Department of Computer Science, University of Massachusetts Boston, Boston, MA, USA,
Behav Res Methods. 2014 Mar;46(1):284-306. doi: 10.3758/s13428-013-0360-z.
The morphological constituents of English compounds (e.g., "butter" and "fly" for "butterfly") and two-character Chinese compounds may differ in meaning from the whole word. Subjective differences and ambiguity of transparency make judgments difficult, and a computational alternative based on a general model might be a way to average across subjective differences. In the present study, we propose two approaches based on latent semantic analysis (Landauer & Dumais in Psychological Review 104:211-240, 1997): Model 1 compares the semantic similarity between a compound word and each of its constituents, and Model 2 derives the dominant meaning of a constituent from a clustering analysis of morphological family members (e.g., "butterfingers" or "buttermilk" for "butter"). The proposed models successfully predicted participants' transparency ratings, and we recommend that experimenters use Model 1 for English compounds and Model 2 for Chinese compounds, on the basis of differences in raters' morphological processing in the different writing systems. The dominance of lexical meaning, semantic transparency, and the average similarity between all pairs within a morphological family are provided, and practical applications for future studies are discussed.

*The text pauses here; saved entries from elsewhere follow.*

PR #10553, opened 2024-06-06
Desktop, Mobile: Add Joplin Cloud account information to configuration screen

pedr:
I'm adding Joplin account information to the configuration screen that we have for Joplin Cloud. I'm including the email and account type fields and a link to Joplin Cloud profile.

For Desktop I tried to follow the website design and for mobile I tried to reuse components that are already being used inside the Settings screen.

For the mobile I used the addition of the feature to move all the Joplin Cloud component to its own file.

<details><summary>Desktop</summary>

image

</details> 

<details><summary>Mobile</summary>

image

</details>


packages/app-desktop/gui/JoplinCloudConfigScreen.tsx
```diff
@@ -4,10 +4,14 @@ import { _ } from '@joplin/lib/locale';
 import { clipboard } from 'electron';
 import Button from './Button/Button';
 import { Fragment } from 'react';
+import { accountTypeToString } from '@joplin/lib/accountTypeUtils';
+const bridge = require('@electron/remote').require('./bridge').default;
```
personalizedrefrigerator: Consider importing from [`services/bridge.ts`](https://github.com/laurent22/joplin/blob/dev/packages/app-desktop/services/bridge.ts) instead — that file also supplies type information.
```suggestion
import bridge from '../services/bridge';
```

packages/app-mobile/components/screens/ConfigScreen/ConfigScreen.tsx
```diff
@@ -530,33 +531,15 @@ class ConfigScreenComponent extends BaseScreenComponent<ConfigScreenProps, Confi
...
-				</View>,
-				[label, description],
+				<JoplinCloudConfig
+					accountType={this.props.settings['sync.10.accountType']}
+					inboxEmail={this.props.settings['sync.10.inboxEmail']}
+					userEmail={this.props.settings['sync.10.userEmail']}
+					website={this.props.settings['sync.10.website']}
+					styles={this.styles()}
+				/>,
+				[emailToNoteDescription(), emailToNoteLabel(), accountEmailLabel(), accountTypeLabel(), accountInformationLabel()],
```
personalizedrefrigerator: This way of adding search text for custom components may need to be refactored at some point (though not in this pull request :) ).

One option could be to create a custom `<SearchableText>...</SearchableText>` component that sends search text to the settings screen with a custom [React context and provider](https://react.dev/reference/react/createContext).

personalizedrefrigerator:
> Creating as a draft because I haven't decided how to refactor accountTypeToString. Right now this function is sitting inside UserModel in the server package, specially because AccountType, enum required by it, is used in a lot of places.

It looks like [`@joplin/lib/utils/joplinCloud.ts`](https://github.com/laurent22/joplin/blob/dev/packages/lib/utils/joplinCloud.ts) already has similar functionality. However, its `accountType` seems to have minimum `1` and maximum `3`... It could still make sense to put this `enum` and `accountTypeToString` in a similar location, though.

pedr:
I updated the PR, thanks for the review, Henry!

packages/lib/utils/joplinCloud.ts
```diff
@@ -409,3 +409,18 @@ export function getPlans(stripeConfig: StripePublicConfig): Record<PlanName, Pla
...
+	Pro = 2,
+	Team = 3,
+}
+
+export function accountTypeToString(accountType: AccountType): string {
+	if (accountType === AccountType.Default) return 'Default';
+	if (accountType === AccountType.Basic) return 'Basic';
+	if (accountType === AccountType.Pro) return 'Pro';
+	if (accountType === AccountType.Team) return 'Team';
+	throw new Error(`Invalid type: ${accountType}`);
```
personalizedrefrigerator: **Optional/types:** Add a compile-time [exhaustiveness assertion](https://www.typescriptlang.org/docs/handbook/2/narrowing.html#exhaustiveness-checking) here:
```suggestion
	const exhaustivenessCheck: never = accountType;
	throw new Error(`Invalid type: ${exhaustivenessCheck}`);
```
This should cause compilation to fail if a new `AccountType` is added and `accountTypeToString` is not updated.

packages/app-mobile/components/screens/ConfigScreen/JoplinCloudConfig.tsx
```diff
@@ -0,0 +1,75 @@
...
+
+	const isEmailToNoteAvailableInAccount = props.accountType !== '1';
+	const inboxEmailValue = props.inboxEmail ?? '-';
+
+	const goToJoplinCloudProfile = async () => {
+		await Linking.openURL(`${props.website}/users/me`);
+	};
+
+	return (
+		<View key="joplinCloud">
```
personalizedrefrigerator:
```suggestion
		<View>
```

The `key` should no longer be necessary.

packages/app-mobile/components/screens/ConfigScreen/JoplinCloudConfig.tsx
```diff
@@ -0,0 +1,75 @@
...
+				<Text style={props.styles.styleSheet.settingTextEmphasis}>{accountTypeToString(parseInt(props.accountType, 10))}</Text>
+			</View>
+			<View style={props.styles.styleSheet.settingContainerNoBottomBorder}>
+				<Text style={props.styles.styleSheet.settingText}>{accountEmailLabel()}</Text>
+				<Text style={props.styles.styleSheet.settingTextEmphasis}>{props.userEmail}</Text>
+			</View>
+			<LinkButton onPress={goToJoplinCloudProfile}>
+				{_('Go to Joplin Cloud profile')}
+			</LinkButton>
+			<View style={props.styles.styleSheet.settingContainer}/>
```
personalizedrefrigerator: A [Divider](https://callstack.github.io/react-native-paper/docs/components/Divider) might be more readable here. It might look too different from other parts of the setting screen, though.

personalizedrefrigerator (commented):
I like that `JoplinCloudConfig` is now its own component — that should make the mobile settings screen easier to maintain.

I've left a few comments.

packages/app-mobile/components/screens/ConfigScreen/JoplinCloudConfig.tsx
```diff
@@ -0,0 +1,75 @@
...
+	};
+
+	return (
+		<View key="joplinCloud">
+			<View style={props.styles.styleSheet.settingContainerNoBottomBorder}>
+				<Text style={props.styles.styleSheet.settingTextEmphasis}>{accountInformationLabel()}</Text>
+			</View>
+			<View style={props.styles.styleSheet.settingContainerNoBottomBorder}>
+				<Text style={props.styles.styleSheet.settingText}>{accountTypeLabel()}</Text>
+				<Text style={props.styles.styleSheet.settingTextEmphasis}>{accountTypeToString(parseInt(props.accountType, 10))}</Text>
```
personalizedrefrigerator: **🚧 Possible crash 🚧**: Be careful here! Currently, `accountTypeToString` throws when the account type is unknown. If we eventually add a new account type, this might cause the app to crash if users with this account type open the JoplinCloud config screen on an old client.

Consider including a check that `accountType` actually is a valid account type, and displaying `'Unknown'` if not.

pedr:
- [x] Make sure the text is selectable

packages/app-mobile/components/screens/ConfigScreen/JoplinCloudConfig.tsx
```diff
@@ -0,0 +1,75 @@
+import { _ } from '@joplin/lib/locale';
+import * as React from 'react';
+import { View, Text, Linking } from 'react-native';
+import Clipboard from '@react-native-clipboard/clipboard';
+import SettingsButton from './SettingsButton';
+import { accountTypeToString } from '@joplin/lib/utils/joplinCloud';
```
personalizedrefrigerator: I think this line is related to the mobile build failure — `joplinCloud.ts` imports `fs-extra`, which doesn't work on mobile. One potential solution could be to break `joplinCloud` up into multiple files. For example,
```
📂 utils/
| 📂 joplinCloud/
|  | 📄 index.ts
|  | 📄 accountTypeToString.ts
```

**Notes about the proposed structure**:
- With this, existing code can continue to `import ... from '@joplin/lib/utils/joplinCloud'` using directory imports. 
- If we switch to ESM in the future, [directory imports may not be supported without first using something like babel](https://stackoverflow.com/a/65588027).  However, switching to ESM [may also mean adding `.js` extensions to most imports, or using an external tool](https://github.com/microsoft/TypeScript/issues/49083#issuecomment-1435399267).

packages/app-mobile/components/screens/ConfigScreen/ConfigScreen.tsx
laurent22: For now let's put only `emailToNoteLabel()` and `emailToNoteDescription()` in there

packages/app-desktop/gui/JoplinCloudConfigScreen.tsx
```diff
@@ -17,8 +21,29 @@ const JoplinCloudConfigScreen = (props: JoplinCloudConfigScreenProps) => {
 
 	const isEmailToNoteAvailableInAccount = props.joplinCloudAccountType !== 1;
 
+	const goToJoplinCloudProfile = async () => {
+		await bridge().openExternal(`${props.joplinCloudWebsite}/users/me`);
+	};
```
laurent22, line 26: We should probably default to using `useCallback` for event handlers, especially when it's dependent on a prop like here. Probably the prop won't change but if for some reason it's initially empty, then set to a value, the component will incorrectly use the empty value

packages/app-desktop/gui/JoplinCloudConfigScreen.scss
```diff
@@ -9,4 +9,25 @@
...
 		padding: calc(var(--joplin-font-size) * 0.8);
 	}
+}
+
+.joplin-cloud-account-information {
+	margin-bottom: calc(var(--joplin-font-size) * 3);
+
+	table {
+		margin-bottom: calc(var(--joplin-font-size) * 1.5);
+		border: none;
```
laurent22: Is it possible to avoid these CSS calculations? As I think that will make it difficult to maintain a consistent style throughout the application. We have the `--joplin-margin` - could that be enough? Or if something else is needed maybe introduce a new margin?

packages/app-mobile/components/screens/ConfigScreen/JoplinCloudConfig.tsx
pedr: I added a function that tries to get the value, if it fails it logs the error message and returns `'Unknown'`, I guess that works, right?

pedr:
I updated the PR and the screenshots, thanks for the review!

packages/lib/utils/joplinCloud/accountTypeToString.ts
```diff
@@ -0,0 +1,15 @@
+enum AccountType {
+	Default = 0,
+	Basic = 1,
+	Pro = 2,
+	Team = 3,
+}
```
laurent22: This AccountType could be used elsewhere, including in joplinCloud.ts so I think this file should be named more generically. Maybe just types.ts.

Even `accountTypeToString` is type-related since it converts from one type to another

packages/app-desktop/gui/JoplinCloudConfigScreen.tsx
personalizedrefrigerator: > but if for some reason it's initially empty, then set to a value, the component will incorrectly use the empty value

I'm not sure that's true... I think `useCallback` [prevents unnecessary re-renders of child components](https://react.dev/reference/react/useCallback#reference) (rather than forcing the function to reload). More specifically, suppose that `props.joplinCloudWebsite` changes from `""` to `"https://joplincloud.com/"`:
1. `props.joplinCloudWebsite` is initially `""`. This is the initial render.
    - `goToJoplinCloudProfile` is set to a function. `props.joplinCloudWebsite` is `""` in its scope. As such, if `goToJoplinCloudProfile` is called, it will `openExternal('/users/me')`.
    - The component renders. A `Button` is given `goToJoplinCloudProfile` as a prop. This is the first render of that `Button`.
2. `props.joplinCloudWebsite` changes to `"https://joplincloud.com/"`. This causes the component to re-render.
    - `goToJoplinCloudProfile` is set to a function. `props.joplinCloudWebsite` is `"https://joplincloud.com/"` in its scope. As such, if `goToJoplinCloudProfile` is called, it will `openExternal('https://joplincloud.com//users/me')`.
    - The component renders. A `Button` is given `goToJoplinCloudProfile` as a prop. This prop is different from its previous value (because `function(){} !== function(){}`). As a result, the `Button` re-renders.
        - This re-render means that the button will use the new version of `goToJoplinCloudProfile`.


Observe that in step 2, because React considers different functions to be unequal, the `Button` uses the new version of the function that includes `"https://joplincloud.com/"` for `props.joplinCloudWebsite` in its scope.


Also see [react.dev's "Should you add useCallback everywhere"](https://react.dev/reference/react/useCallback#should-you-add-usecallback-everywhere).

laurent22: Ah yes, that's true, it will re-render anyway.

But I actually think that it's reasonable to default to adding useCallback rather than wondering whether it needs to be optimised or not. In this case maybe it doesn't make a difference that it re-render even when the prop doesn't change, but maybe it does, who knows. That's the idea of mostly defaulting to using useCallback - then we don't need to wonder about this, and it feels like it's more future proof

laurent22:
@pedr, I just looked at the Joplin Cloud screen on mobile and it looks different from all the other screen. Was there any reason why it wasn't implemented like, for example, the "Tools" or "Import and Export" screens? It feels like it wasn't necessary to create a bespoke screen for this unless I'm missing something. The reason we prefer all screens to look the same is that it makes it a lot easier to update the design, which we want to do some day.

pedr:
> @pedr, I just looked at the Joplin Cloud screen on mobile and it looks different from all the other screen. Was there any reason why it wasn't implemented like, for example, the "Tools" or "Import and Export" screens? It feels like it wasn't necessary to create a bespoke screen for this unless I'm missing something. The reason we prefer all screens to look the same is that it makes it a lot easier to update the design, which we want to do some day.

I can see what you mean about having a screen that is implemented differently, and I could try to refactor the content out of the component to the `ConfigScreen`, but, for me, this screen was closer to the Plugins rather than Tools, where we wouldn't only show buttons and links, but also display information in a unique way (in this case the Account Information).  

When implementing I tried to find in the config screen another place where we had a pair of key-value that was shown like the `Account type: Default`, since I couldn't find it I went with my idea on how to display it.

But even if I move the content of the screen out of the component to the `ConfigScreen`we will not have anything similar to what we can do for Tools or Import and Export screen since for displaying the Account Information we need some customization.

laurent22:
Maybe the `addSettingText` function can help with this? Or create a new type of control that just display a label? In some case it's hard to avoid creating a new screen, like indeed for plugins, but for relatively simple screens it would be nice to find a uniform way to do them.

pedr:
Can I create an issue to refactor this so we don't forget about it?

laurent22:
Yes please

英文复合词(例如“butter”和“fly”表示“butterfly”)和两字词汉语复合词的形态组成部分在语义上可能与整个词不同。主观差异和透明度的模糊性使得判断变得困难,而基于一般模型的计算替代方法可能是平均主观差异的一种方式。在本研究中,我们提出了两种基于潜在语义分析的方法(Landauer & Dumais 在 Psychological Review 104:211-240, 1997):模型 1 比较复合词与其组成部分之间的语义相似性,模型 2 从形态家族成员的聚类分析中得出组成部分的主要含义(例如,“butterfingers”或“buttermilk”表示“butter”)。所提出的模型成功地预测了参与者的透明度评分,我们建议实验者根据不同书写系统中评分者的形态处理差异,对英语复合词使用模型 1,对汉语复合词使用模型 2。还提供了词汇意义的主导性、语义透明度以及形态家族中所有对之间的平均相似性,并讨论了未来研究的实际应用。